You don’t need to change your situation, your environment or the people in it.
You need to change the way you respond to it.
Because that’s about you CAN control.
No matter how hostile, rude or annoying some people are, you need to be strong enough to F-R-E-E-Z-E, and then ask yourself questions like:
1. Could you possibly remind this individual of someone in their past who gave them a hard time?
2. Did something change in this person’s personal life – perhaps a financial situation – making her more secretive and unapproachable?
3. Did something change in this person’s workload or status making her more cold and rigid?
4. Did you put up a wall because this person reminds you of someone in your past who gave you a hard time?
5. Does my body respond with a thud or a ping?
6. Does this feedback contain evidence?
7. Does this person just irritate you or actually cause you to put up a wall?
8. Has something happened in your life that made you more rigid and less accepting toward others?
9. How is it possible that this person could think or behave in this way, and under what circumstances would it make perfect sense to do so?
10. How might you be encouraging disagreement?
11. How would you like to respond to that situation?
12. If someone else were talking to me about these topics, what would make ME want to listen?
13. If this person never seems to listen to you, is it possible that you’re not a listenable person?
14. If you were in her shoes, would you have any reason to exclude others at work?
15. In what way do YOU also put up a wall and feel the need to keep the other person at a distance?
16. In what ways have my needs begun to clash with hers?
17. Is there anybody in my life that I treat this way?
18. Is there something about this person’s style that you find frustrating and contributes to tension between you?
19. Is this an expression of someone who honors and cherishes themselves?
20. Is this person threatened by you being rewarded at work and is shutting you out of the loop?
21. Was there an incident between you that left bad feelings?
22. Were there clues early on that this individual was going to put up barriers toward you or others?
23. Were you enabling this person’s behavior by responding to it?
24. What are the verbal cues this person is offering that indicate what they value?
25. What could I say that would absolutely piss this person off more than anything?
26. What do I actually disagree with in this case? Are you disagreeing or are you disagreeable
27. What does this person believe about the world that would make him have such a goal?
28. What does this person get from the old script or system?
29. What does this person need to hear herself say right now?
30. What does this person’s self-interest hinge upon?

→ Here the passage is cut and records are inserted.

Issue #1918, opened 2025-10-26
FTL fails to start after upgrading docker instance from 2025.08.0 (6.1.4) to 2025.10.0 (6.2.0 or 6.2.1 - assuming 6.2.1 since there is no 2025.10.1)


jsnfwlr:
### Versions
- Core: v6.1.4 -> v6.2.1
- Web: v6.2.1 -> v6.3
- FTL : v6.2.3 -> v6.3

### Platform
- OS and version:  Host is running Ubuntu 24.04.3 LTS
- Platform:  Docker

### Expected behavior

Should start, or should provide a meaningful error telling me what when wrong.

### Actual behavior / bug

FTL fails, without meaningful error - verbose container logs show the folllowing:

```
+ sh /opt/pihole/pihole-FTL-prestart.sh
+ echo '  [i] Starting pihole-FTL (no-daemon) as pihole'
+ echo ''
  [i] Starting pihole-FTL (no-daemon) as pihole

+ CAPSH_PID=53
+ '[' '!' -f /var/log/pihole/FTL.log ']'
+ + capsh pihole-FTL --user=pihole wait-for --keep=1 -- '########## FTL started' -c /var/log/pihole/FTL.log 10 0
'/usr/bin/pihole-FTL no-daemon >/dev/null'
+ '[' 1 -ne 0 ']'
+ echo '  [✗] FTL did not start - stopping container'
+ exit 1
```
/var/log/pihole/FTL.log is empty

### Steps to reproduce

Change image address in docker compose from ` 2025.08.0` to ` 2025.10.0` and run `docker compose up` and it fails

## Debug Token
Container won't start so I can't get to the CLI to generate the token

eacunha:
I think I have the "samey" issue (sorry, I am kind of noob about this). I am running Pi-Hole in my raspberry pi5 and using Watchtower to get it updated all the time. Today/yesterday it stopped working. I look at the changelogs of this version and I see a lot of FTL-related updates, so I am am now wondering how to update it. Below is the log from the container:

[i] pihole-FTL pre-start checks
  [i] Setting capabilities on pihole-FTL where possible
  [i] Applying the following caps to pihole-FTL:
        * CAP_CHOWN
        * CAP_NET_BIND_SERVICE
        * CAP_NET_RAW
        * CAP_NET_ADMIN
  [i] Starting pihole-FTL (no-daemon) as pihole
  [✗] FTL did not start - stopping container
[...]

PR #1919, opened 2025-10-26
Increase default FTL Startup wait time to 30 seconds

PromoFaux:

2025.10.0 introduced a change whereby we exit the container if FTL has not started up within 10 seconds. It seems that this may be a little too optimistic. See https://github.com/pi-hole/docker-pi-hole/issues/1918

This PR increases the default timeout to 30 seconds, which should surely be enough... but if it isn't, we also introduce an environment variable named FTL_START_TIMEOUT for the user to set the value to their liking, depending on their system behaviour.

An example of the container exit message shown below, with FTL_START_TIMEOUT set to 0 seconds to demonstrate behaviour

image

---

---

### DIFF
--- a/src/start.sh
+++ b/src/start.sh
@@ -75,9 +75,12 @@ start() {
         sleep 0.5
     done
 
-    # Wait until the FTL log contains the "FTL started" message before continuing, timeout after 10 seconds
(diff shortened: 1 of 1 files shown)


yubiuser:
This variable should be added to README

PR #1920, opened 2025-10-26
More helpful error logging on startup

PromoFaux:
Draft...

### DIFF
--- a/src/start.sh
+++ b/src/start.sh
@@ -80,10 +80,11 @@ start() {
 
     # Wait until the FTL log contains the "FTL started" message before continuing
     # exit if we do not find it
-    pihole-FTL wait-for '########## FTL started' /var/log/pihole/FTL.log "${FTL_START_TIMEOUT}" 0 > /dev/null
+    local wait_output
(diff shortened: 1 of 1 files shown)


PromoFaux:
@ICreatedANewAccountJustForThis - are you able to checkout and build this branch locally and report the error message that is displayed. If it is anyhting other than "Did not find string "########## FTL started" in file /var/log/pihole/FTL.log within x seconds" then we have another issue :)

casperklein:
You could also add

`grep '########## FTL started' /var/log/pihole/FTL.log`

below

`echo "  [✗] ${wait_output}"`

to see, if FTL is started, but not recognized by `pihole-FTL wait-for` (inotify may not working as expected).

Edit: just noticed, [you already proofed that](https://github.com/pi-hole/docker-pi-hole/issues/1918#issuecomment-3448489763)

PromoFaux:
We're just going to [revert the change](https://github.com/pi-hole/docker-pi-hole/pull/1922) for the time being, it seems that `pihole-FTL wait-for` is not working as expected.

PR #1934, opened 2025-11-03
Redo of using pihole-FTL wait-for the right way

yubiuser:
This is a redo of https://github.com/pi-hole/docker-pi-hole/pull/1898 which caused issues like https://github.com/pi-hole/docker-pi-hole/issues/1918.

As an interim solution, we reverted the original PR - but I could not resist to try it again. Reviewing https://github.com/pi-hole/docker-pi-hole/pull/1932 and reading the commit message of `[this commit](https://github.com/pi-hole/docker-pi-hole/pull/1932/commits/9e8a13225013940878a6a255306f9c1cdbfe2325)`, it became quite clear what I did wrong: 

The `wait-for` function uses a parameter which indicates a starting point to watch the file for changes. I misinterpreted the  `0` as 'start from beginning of the file' where it really is 'end of the file'. See [here](https://github.com/pi-hole/FTL/blob/bc5e8b22a3e55db256a634743ebf4855e5e149e6/src/config/inotify.c#L171). 
The problem is: when FTL starts really fast, the log will contain the startup message, before we invoke the `wait-for` function which will time out, as it watches the log after the line has already been printed. 
The solution is pretty simple: get the file size before starting FTL and inspect the file from this point.

Added @casperklein as Co-author as they gave the right clue.

### DIFF
--- a/src/start.sh
+++ b/src/start.sh
@@ -58,6 +58,9 @@ start() {
     fix_capabilities
     sh /opt/pihole/pihole-FTL-prestart.sh
 
+    # Get the file size of the FTL log before starting FTL
+    logsize_before=$(stat -c%s /var/log/pihole/FTL.log)
+
     echo "  [i] Starting pihole-FTL ($FTL_CMD) as ${DNSMASQ_USER}"
     echo ""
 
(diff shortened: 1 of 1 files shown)


yubiuser:
RISCV test failing due to external issue

```
#12 2.870 (19/74) Installing bind-libs (9.20.15-r0)
#12 3.146 (20/74) Installing bind-tools (9.20.15-r0)
#12 3.175 ERROR: bind-tools-9.20.15-r0: BAD signature
#12 3.175 (21/74) Installing jansson (2.14.1-r0)
#12 3.508 (22/74) Installing zstd-libs (1.5.7-r0)
```

I think we have to re-run this test once they fixed it on their end

casperklein:
I was thinking about closing my PR in favor of this one.

My PR contains also some other improvements:

- using `startFrom` variable instead of `logsize_before` because the variable is later used for a similar purpose. No need to introduce a new variable.
- Using $FTLlogFile instead of the hard-coded log path
- Added `--` to grep/tail commands as best-practice to prevent issues with (weird) file names like `--FTL.log`.

I can offer to replace the `tail/grep` part with your `pihole-FTL wait-for` approach in my PR.

yubiuser:
Sure, go ahead. Just note that `pihole-FTL wait-for` expects a file size, not a log line number as starting point.

PromoFaux:
Which one am I reviewing? 😅

yubiuser:
If it works, go for @casperklein's.

PromoFaux:
Closing both this and #1932 in favour of https://github.com/pi-hole/docker-pi-hole/pull/1940 (everyone is credited!)

Issue #1937, opened 2025-11-05
`riscv64` image no longer building via github actions


PromoFaux:
Build logs suggest and issue with `bind-tools`:

```
#11 2.874 (20/74) Installing bind-tools (9.20.15-r0)
#11 2.906 ERROR: bind-tools-9.20.15-r0: BAD signature
```

But I don't have time to look into it currently. It's already way past my bedtime.

yubiuser:
I had the same here: https://github.com/pi-hole/docker-pi-hole/pull/1934, but re-started RISCV yesterday and it went through. Strange.

PromoFaux:
The actual build and merge was failing consistently yesterday at installing `bind-tools`, despite the tests build succeeding. 

Before last night the nightly had not been updated in 4 days, either - so clearly something has gone wrong somewhere!

PromoFaux:
Though I just kicked this previously failing buiild and it worked this time.

https://github.com/pi-hole/docker-pi-hole/actions/runs/19087309414/job/54585877486

yubiuser:
> The actual build and merge was failing consistently yesterday at installing bind-tools, despite the tests build succeeding.

This should not happen. It should always pass or always fail....

rdwebdesign:
This is not consistently happening. Sometimes it works, sometimes it fails.

Not sure when it started.

Yesterday I also tried to [re-run the job](https://github.com/pi-hole/docker-pi-hole/actions/runs/19081700346), but it failed again.

Initially, I thought this was caused by some external failure, but I'm not sure what is happening.

PromoFaux:
It's clearly transient. Maybe we just have to retry it a few times when it happens. 

https://github.com/pi-hole/docker-pi-hole/actions/runs/19115751605?pr=1932

yubiuser:
Issue should be fixed with https://github.com/pi-hole/docker-pi-hole/releases/tag/2026.02.0

PR #1939, opened 2025-11-05
Add RISCV back

yubiuser:
For tracking.
Fixes https://github.com/pi-hole/docker-pi-hole/issues/1937


PromoFaux:
It must have been having a funny 5 minutes. It is now building fine.

PR #2, opened 2025-04-25
Sync with sigs.k8s.io/yaml/goyaml.v3

dims:
Pick up changes from `sigs.k8s.io/yaml`:
https://github.com/kubernetes-sigs/yaml/commits/master/goyaml.v3

Specifically these:
https://github.com/kubernetes-sigs/yaml/commit/330e1e54d757cdcf6d0785ed5551b315935f877e
https://github.com/kubernetes-sigs/yaml/commit/b6d8b4506c6b4d97e8acb8ecc315607bf11e30bc
https://github.com/kubernetes-sigs/yaml/commit/63d028eee8d132544869a74ddb58523a36cd4662

Co-Authored-By: Jordan Liggitt <liggitt@google.com>
Co-Authored-By: natasha41575 <natashasarkar@google.com>

cc @liggitt @natasha41575


patch.go
liggitt, line 1: If upstreaming, this should probably go on the main file rather than a patch/patch_test file

dims: @liggitt +1 will add another commit to move things. i wanted us to be able to compare the files here.

ingydotnet:
@dims I amended your 2nd commit msg to start with a capital letter (to match the other commits)

We can write up some contribution guidelines soon...

patch.go
dims: @liggitt Done!

dims:
@ingydotnet thanks for fixing commit message. I've consolidated the patch/patch_test into the rest of the files (we used separate files earlier to better track/maintain things).

@ingydotnet we gotta add some linters! recommend starting with the default options for `golangci-lint` and then start tweaking it as we see fit. (i instinctively run `gofmt -w` as well, so we should see if we want to verify the formatting as well).

ingydotnet (approved):

ingydotnet:
@dims, :+1: for linters but let's resolve #3 first!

31. What invisible walls have you built?
32. What is #1 on this person’s Self Interest List?
33. What is it about this person that bothers me?
34. What is it in me that might be causing this situation?

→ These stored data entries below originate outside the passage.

Issue #4, opened 2025-05-02
Add linters to the project


ingydotnet:
Once we decide on our rules for #3 let's add linters for the various kinds of files used in the repo.

banjoh:
https://github.com/golangci/golangci-lint is widely used. Once we get to deciding what direction to take, we can consider using it. Its a runner for many linters implemented as plugins, and can be configured to a small set.

zostay:
o/ Ingy! I have a lot of projects setup to use golangci-lint and can contribute boilerplate. I just ran my usual configuration against the source and got 149 issues to start. For example, it found a lot of unused internal parameters, some formatting and spelling issues, some unchecked integer conversions, a bunch of switch statements that aren't exhaustive (but probably don't need to be), a couple unchecked errors, and a few cases of errors being compared directly rather than using `errors.As` or `errors.Is`.

I'm happy to provide a PR for this and include a github action that will automatically lint pushes or PRs. I like going as far as having gofumpt enforced on my own projects, but I'm happy to contribute my full suite with fixes or something that is all but empty to provide a starting point.

ingydotnet:
@zostay Can you group categories of issues into their own PRs to make them easier to approve?

Feel free to start submitting PRs for this.

ingydotnet:
Closing this as I think we are solid on linters.

PR #5, opened 2025-05-10
Fix `go vet` errors

stefanprodan:
This PR fixes the syntactical errors reported by `go vet` and formats the code with `go fmt`.

In addition `go vet` and `go fmt` are now being run in CI.

Part of: #4

### DIFF
--- a/.github/workflows/go.yaml
+++ b/.github/workflows/go.yaml
@@ -17,5 +17,7 @@ jobs:
       uses: actions/setup-go@v2
       with:
         go-version: ${{ matrix.go-versions }}
+    - name: Run go vet
+      run: go vet ./...
     - name: Run go test
       run: GO111MODULE=on go test -v -race ./...
--- a/.github/workflows/go.yaml
+++ b/.github/workflows/go.yaml
@@ -6,15 +6,32 @@ on:
   pull_request:
     branches: [ v3 ]
 jobs:
+  fmt:
+    runs-on: ubuntu-latest
+    steps:
+    - uses: actions/checkout@v4
+    - name: Set up Go
+      uses: actions/setup-go@v5
+      with:
+        go-version: stable
+    - name: Run go fmt
+      run: go fmt ./...
+    - name: Check if working tree is dirty
+      run: |
+        if [[ $(git diff --stat) ]]; then
+          git --no-pager diff
+          echo 'Run go fmt ./... and commit changes.'
+          exit 1
+        fi
   build:
     strategy:
       matrix:
         go-versions: [1.21.x, 1.22.x, 1.23.x, 1.24.x]
     runs-on: ubuntu-latest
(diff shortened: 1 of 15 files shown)


dims (approved):

.github/workflows/go.yaml
```diff
@@ -6,15 +6,32 @@ on:
...
     branches: [ v3 ]
 jobs:
+  fmt:
+    runs-on: ubuntu-latest
+    steps:
+    - uses: actions/checkout@v4
+    - name: Set up Go
+      uses: actions/setup-go@v5
+      with:
+        go-version: 'stable'
```
ingydotnet: Quotes not needed here.

.github/workflows/go.yaml
```diff
@@ -6,15 +6,32 @@ on:
...
+    - name: Run go fmt
+      run: go fmt ./...
+    - name: Check if working tree is dirty
+      run: |
+        if [[ $(git diff --stat) != '' ]]; then
```
ingydotnet: `if [[ $(git diff --stat) ]]; then` is preferred.

decode_test.go
```diff
@@ -27,6 +27,7 @@ import (
 	"time"
 
 	. "gopkg.in/check.v1"
+
```
ingydotnet, line 30: Can you amend this commit with the literal command that you ran to "Fix go vet errors"?

This would be helpful for me and the others on the team who aren't as well learned in Go lang.

.github/workflows/go.yaml
```diff
@@ -6,15 +6,32 @@ on:
...
+          git --no-pager diff
+          echo 'run go fmt ./... and commit changes'
```
ingydotnet: I'd prefer 
```
echo 'Run go fmt ./... and commit changes.'
```

.github/workflows/go.yaml
```diff
@@ -6,15 +6,32 @@ on:
...
+    steps:
+    - uses: actions/checkout@v4
+    - name: Set up Go
+      uses: actions/setup-go@v5
+      with:
+        go-version: 'stable'
+    - name: Run go fmt
+      run: go fmt ./...
+    - name: Check if working tree is dirty
+      run: |
```
ingydotnet, line 20: I'd like to see shell scripts be in their own files so we can lint them more easily.
Leave this one alone for now...
I have some ideas that I'll present later this week or so.

decode_test.go
stefanprodan: I haven’t used a command, the fixes were all manual, going over the vet errors one by one.

ingydotnet: Ah. Thanks for letting me know.

ingydotnet (approved):
Thanks for the updates. LGTM.
Will merge.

35. What is the key to this person’s heart?
36. What is the most effective way for me to respond?
37. What is this person experiencing because of what is happening?
38. What is this person telling me about HOW they are feeling?

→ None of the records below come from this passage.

PR #19, opened 2025-05-18
Allow unwrapping of non-terminal TypeErrors

andig:
This PR combines https://github.com/go-yaml/yaml/pull/901 and https://github.com/andig/yaml to allow:

- retrieving location of parser errors through new `ParserError`
- retrieving location though the Go errors mechanism by adding `UnmarshalError`and making `TypeError` unwrappable

It was never merged upstream but got positive feedback.

### DIFF
--- a/decode.go
+++ b/decode.go
@@ -22,7 +22,6 @@ import (
 	"io"
 	"math"
 	"reflect"
-	"strconv"
 	"time"
 )
 
@@ -110,7 +109,6 @@ func (p *parser) peek() yaml_event_type_t {
 }
 
 func (p *parser) fail() {
-	var where string
 	var line int
 	if p.parser.context_mark.line != 0 {
 		line = p.parser.context_mark.line
@@ -125,16 +123,13 @@ func (p *parser) fail() {
 			line++
 		}
 	}
-	if line != 0 {
-		where = "line " + strconv.Itoa(line) + ": "
-	}
 	var msg string
 	if len(p.parser.problem) > 0 {
 		msg = p.parser.problem
 	} else {
 		msg = "unknown problem parsing YAML content"
 	}
-	failf("%s%s", where, msg)
+	fail(&ParserError{msg, line})
 }
 
 func (p *parser) anchor(n *Node, anchor []byte) {
@@ -313,7 +308,7 @@ func (p *parser) mapping() *Node {
 type decoder struct {
 	doc     *Node
 	aliases map[*Node]bool
-	terrors []string
+	terrors []*UnmarshalError
 
 	stringMapType  reflect.Type
 	generalMapType reflect.Type
@@ -357,19 +352,29 @@ func (d *decoder) terror(n *Node, tag string, out reflect.Value) {
 			value = " `" + value + "`"
 		}
 	}
-	d.terrors = append(d.terrors, fmt.Sprintf("line %d: cannot unmarshal %s%s into %s", n.Line, shortTag(tag), value, out.Type()))
+	d.terrors = append(d.terrors, &UnmarshalError{
+		Err:    fmt.Errorf("cannot unmarshal %s%s into %s", shortTag(tag), value, out.Type()),
+		Line:   n.Line,
+		Column: n.Column,
+	})
 }
 
 func (d *decoder) callUnmarshaler(n *Node, u Unmarshaler) (good bool) {
 	err := u.UnmarshalYAML(n)
-	if e, ok := err.(*TypeError); ok {
+	switch e := err.(type) {
+	case nil:
+		return true
+	case *TypeError:
 		d.terrors = append(d.terrors, e.Errors...)
 		return false
+	default:
+		d.terrors = append(d.terrors, &UnmarshalError{
+			Err:    err,
+			Line:   n.Line,
+			Column: n.Column,
+		})
+		return false
 	}
-	if err != nil {
-		fail(err)
-	}
-	return true
 }
 
 func (d *decoder) callObsoleteUnmarshaler(n *Node, u obsoleteUnmarshaler) (good bool) {
@@ -384,14 +389,20 @@ func (d *decoder) callObsoleteUnmarshaler(n *Node, u obsoleteUnmarshaler) (good 
 		}
 		return nil
 	})
-	if e, ok := err.(*TypeError); ok {
+	switch e := err.(type) {
+	case nil:
+		return true
+	case *TypeError:
 		d.terrors = append(d.terrors, e.Errors...)
 		return false
+	default:
+		d.terrors = append(d.terrors, &UnmarshalError{
+			Err:    err,
+			Line:   n.Line,
+			Column: n.Column,
+		})
+		return false
 	}
-	if err != nil {
-		fail(err)
-	}
-	return true
 }
 
 // d.prepare initializes and dereferences pointers and calls UnmarshalYAML
@@ -763,7 +774,11 @@ func (d *decoder) mapping(n *Node, out reflect.Value) (good bool) {
 			for j := i + 2; j < l; j += 2 {
 				nj := n.Content[j]
 				if ni.Kind == nj.Kind && ni.Value == nj.Value {
-					d.terrors = append(d.terrors, fmt.Sprintf("line %d: mapping key %#v already defined at line %d", nj.Line, nj.Value, ni.Line))
+					d.terrors = append(d.terrors, &UnmarshalError{
+						Err:    fmt.Errorf("mapping key %#v already defined at line %d", nj.Value, ni.Line),
+						Line:   nj.Line,
+						Column: nj.Column,
+					})
 				}
 			}
 		}
@@ -911,7 +926,11 @@ func (d *decoder) mappingStruct(n *Node, out reflect.Value) (good bool) {
 		if info, ok := sinfo.FieldsMap[sname]; ok {
 			if d.uniqueKeys {
 				if doneFields[info.Id] {
-					d.terrors = append(d.terrors, fmt.Sprintf("line %d: field %s already set in type %s", ni.Line, name.String(), out.Type()))
+					d.terrors = append(d.terrors, &UnmarshalError{
+						Err:    fmt.Errorf("field %s already set in type %s", name.String(), out.Type()),
+						Line:   ni.Line,
+						Column: ni.Column,
+					})
 					continue
 				}
 				doneFields[info.Id] = true
@@ -931,7 +950,11 @@ func (d *decoder) mappingStruct(n *Node, out reflect.Value) (good bool) {
 			d.unmarshal(n.Content[i+1], value)
 			inlineMap.SetMapIndex(name, value)
 		} else if d.knownFields {
-			d.terrors = append(d.terrors, fmt.Sprintf("line %d: field %s not found in type %s", ni.Line, name.String(), out.Type()))
+			d.terrors = append(d.terrors, &UnmarshalError{
+				Err:    fmt.Errorf("field %s not found in type %s", name.String(), out.Type()),
+				Line:   ni.Line,
+				Column: ni.Column,
+			})
 		}
 	}
 
--- a/decode_test.go
+++ b/decode_test.go
@@ -1082,6 +1082,25 @@ func TestDecoderErrors(t *testing.T) {
 	}
 }
 
+func TestParserError(t *testing.T) {
+	var v struct {
+		A, B int
+	}
+	data := "a: 1\n=\nb: 2"
+	err := yaml.Unmarshal([]byte(data), &v)
+	asErr := new(yaml.ParserError)
+	if !errors.As(err, &asErr) {
+		t.Fatalf("error returned by Unmarshal doesn't unwrap into yaml.ParserError")
+	}
+	expectedErr := &yaml.ParserError{
+		Message: "could not find expected ':'",
+		Line:    2,
+	}
+	if !reflect.DeepEqual(asErr, expectedErr) {
+		t.Errorf("wrong err, got %#v expected %#v", asErr, expectedErr)
+	}
+}
+
 var unmarshalerTests = []struct {
 	data, tag string
 	value     interface{}
@@ -1247,8 +1266,8 @@ func TestUnmarshalerWholeDocument(t *testing.T) {
 }
 
 func TestUnmarshalerTypeError(t *testing.T) {
-	unmarshalerResult[2] = &yaml.TypeError{[]string{"foo"}}
-	unmarshalerResult[4] = &yaml.TypeError{[]string{"bar"}}
+	unmarshalerResult[2] = &yaml.TypeError{[]*yaml.UnmarshalError{{Err: errors.New("foo"), Line: 1, Column: 1}}}
+	unmarshalerResult[4] = &yaml.TypeError{[]*yaml.UnmarshalError{{Err: errors.New("bar"), Line: 1, Column: 1}}}
 	defer func() {
 		delete(unmarshalerResult, 2)
 		delete(unmarshalerResult, 4)
@@ -1265,8 +1284,8 @@ func TestUnmarshalerTypeError(t *testing.T) {
 	expectedError := "" +
 		"yaml: unmarshal errors:\n" +
 		"  line 1: cannot unmarshal !!str `A` into int\n" +
-		"  foo\n" +
-		"  bar\n" +
+		"  line 1: foo\n" +
+		"  line 1: bar\n" +
 		"  line 1: cannot unmarshal !!str `B` into int"
 	if err == nil {
 		t.Fatalf("Unmarshal() expected error, got none.")
@@ -1300,8 +1319,8 @@ func TestUnmarshalerTypeError(t *testing.T) {
 }
 
 func TestObsoleteUnmarshalerTypeError(t *testing.T) {
-	unmarshalerResult[2] = &yaml.TypeError{[]string{"foo"}}
-	unmarshalerResult[4] = &yaml.TypeError{[]string{"bar"}}
+	unmarshalerResult[2] = &yaml.TypeError{[]*yaml.UnmarshalError{{Err: errors.New("foo"), Line: 1, Column: 1}}}
+	unmarshalerResult[4] = &yaml.TypeError{[]*yaml.UnmarshalError{{Err: errors.New("bar"), Line: 1, Column: 1}}}
 	defer func() {
 		delete(unmarshalerResult, 2)
 		delete(unmarshalerResult, 4)
@@ -1318,8 +1337,8 @@ func TestObsoleteUnmarshalerTypeError(t *testing.T) {
 	expectedError := "" +
 		"yaml: unmarshal errors:\n" +
 		"  line 1: cannot unmarshal !!str `A` into int\n" +
-		"  foo\n" +
-		"  bar\n" +
+		"  line 1: foo\n" +
+		"  line 1: bar\n" +
 		"  line 1: cannot unmarshal !!str `B` into int"
 	matched, mre := regexp.MatchString(expectedError, err.Error())
 	if mre != nil {
@@ -1449,9 +1468,30 @@ func (ft *failingUnmarshaler) UnmarshalYAML(node *yaml.Node) error {
 }
 
 func TestUnmarshalerError(t *testing.T) {
-	err := yaml.Unmarshal([]byte("a: b"), &failingUnmarshaler{})
-	if err != failingErr {
-		t.Fatalf("Unmarshal() returned %v, want %v", err, failingErr)
+	data := `{foo: 123, bar: {}, spam: "test"}`
+	dst := struct {
+		Foo  int
+		Bar  *obsoleteFailingUnmarshaler
+		Spam string
+	}{}
+	err := yaml.Unmarshal([]byte(data), &dst)
+	expectedErr := &yaml.TypeError{
+		Errors: []*yaml.UnmarshalError{
+			{Line: 1, Column: 17, Err: failingErr},
+		},
+	}
+	if !reflect.DeepEqual(expectedErr, err) {
+		t.Errorf("expected error %#v, got #%v", expectedErr, err)
+	}
+	// whatever could be unmarshaled must be unmarshaled
+	if got, want := dst.Foo, 123; got != want {
+		t.Errorf("foo unmarshaled incorrectly, got %#v, want  %#v", got, want)
+	}
+	if got, want := dst.Bar, (&obsoleteFailingUnmarshaler{}); !reflect.DeepEqual(got, want) {
+		t.Errorf("bar unmarshaled incorrectly, got %#v, want  %#v", got, want)
+	}
+	if got, want := dst.Spam, "test"; got != want {
+		t.Errorf("spam unmarshaled incorrectly, got %#v, want  %#v", got, want)
 	}
 }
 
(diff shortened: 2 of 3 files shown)


ingydotnet:
@andig Thanks for this. 

I'd like to wait until after the launch, until we start merging PRs. Hopefully soon.

andig:
Absolutely, thanks for considering it at all.

WGH-:
It's also possible to handle errors returned by `UnmarshalYAML` the same way. I can also write tests for this, and submit them as a PR into your PR, if you don't mind.

```diff
diff --git i/decode.go w/decode.go
index bfb8de5..f02ce37 100644
--- i/decode.go
+++ w/decode.go
@@ -363,14 +363,20 @@ func (d *decoder) terror(n *Node, tag string, out reflect.Value) {
 
 func (d *decoder) callUnmarshaler(n *Node, u Unmarshaler) (good bool) {
 	err := u.UnmarshalYAML(n)
-	if e, ok := err.(*TypeError); ok {
+	switch e := err.(type) {
+	case nil:
+		return true
+	case *TypeError:
 		d.terrors = append(d.terrors, e.Errors...)
 		return false
+	default:
+		d.terrors = append(d.terrors, UnmarshalError{
+			Message: err.Error(),
+			Line:    n.Line,
+			Column:  n.Column,
+		})
+		return false
 	}
-	if err != nil {
-		fail(err)
-	}
-	return true
 }
 
 func (d *decoder) callObsoleteUnmarshaler(n *Node, u obsoleteUnmarshaler) (good bool) {
@@ -385,14 +391,20 @@ func (d *decoder) callObsoleteUnmarshaler(n *Node, u obsoleteUnmarshaler) (good
 		}
 		return nil
 	})
-	if e, ok := err.(*TypeError); ok {
+	switch e := err.(type) {
+	case nil:
+		return true
+	case *TypeError:
 		d.terrors = append(d.terrors, e.Errors...)
 		return false
+	default:
+		d.terrors = append(d.terrors, UnmarshalError{
+			Message: err.Error(),
+			Line:    n.Line,
+			Column:  n.Column,
+		})
+		return false
 	}
-	if err != nil {
-		fail(err)
-	}
-	return true
 }
 
 // d.prepare initializes and dereferences pointers and calls UnmarshalYAML
```

andig:
Good idea 👍🏻

decode.go
```diff
@@ -313,7 +308,7 @@ func (p *parser) mapping() *Node {
 type decoder struct {
 	doc     *Node
 	aliases map[*Node]bool
-	terrors []string
+	terrors []UnmarshalError
```
andig: I didn‘t check this, maybe we‘d also make this a simple error and use errors.Join instead of append? Can be a separate PR though.

andig:
@WGH- do your want to open PR targeting this branch?

WGH-:
> @WGH- do your want to open PR targeting this branch?

I've just done it. See https://github.com/andig/go-yaml/pull/1

decode.go
WGH-: I think it's better this way. We can be certain that errors here include location, and it's not just some random `fmt.Errorf` without context.

That said, I'd go further and change `Message string` to `Err error` so exact error (e.g. returned by `UnmarshalYAML` method) can be inspected.

andig:
@ingydotnet any chance we could start with merging soon? This is the only reason I must keep my fork open ;)

ingydotnet:
I'll merge by EOD regardless

andig:
Much appreciated! Please don't forget to squash on merge to keep things clean ;)

ingydotnet:
> Much appreciated! Please don't forget to squash on merge to keep things clean ;)

@andig Sorry I was in a rush to the airport on my phone and thought that this was a different PR.

I'll try to get this handled ASAP, but maybe not today.

ingydotnet:
@andig, can you do me a favor and do another push? Maybe squash and force?
I want to see if the CodeQL workflow gets triggered...

andig:
Updated the branch

ingydotnet:
> Updated the branch

Thank you. That did trigger the workflows. I had to approve them manually afterwards, but they ran and passed.

ingydotnet:
@andig, I'm pretty sure this will need to go into v4. The team hasn't discussed v4 releases yet. I'll call a meeting this week.

andig:
No problem, I can reopen against v4. It would be good if v4 then also becomes installable via go get, even if not released.

ingydotnet:
We need reviews on this from people other than me.

WGH-:
> We need reviews on this from people other than me.

I'll take a look in a few days

ingydotnet:
> > We need reviews on this from people other than me.
> 
> I'll take a look in a few days

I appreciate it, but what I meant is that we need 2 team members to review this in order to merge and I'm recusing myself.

39. What is this person’s dominant reality in this situation?
40. What is this person’s motivation for talking to me this way?
41. What is this person’s success seed?
42. What level of consciousness does this person seem to be at?
43. What part of her feedback is accurate and what part is just her negative way of complaining about everything?
44. What part of her feedback is useful to my work, and what part is incorrect, misinformed or just plain whiny?
45. What questions is this person asking with his body?
46. What stories is this person telling themselves?
47. What underlying objective or goal does this person’s role create?
48. What value system is this person operating out of?
49. What was the person’s intention in producing this behavior?
50. Who can hurt this person the most, and how can I address that?
51. Who does this person need to look good for?
52. Why does this person feel the need to put up a wall or keep you at a distance?
53. Why has the situation of this person remained like that?
54. Would someone who loves themselves make this choice?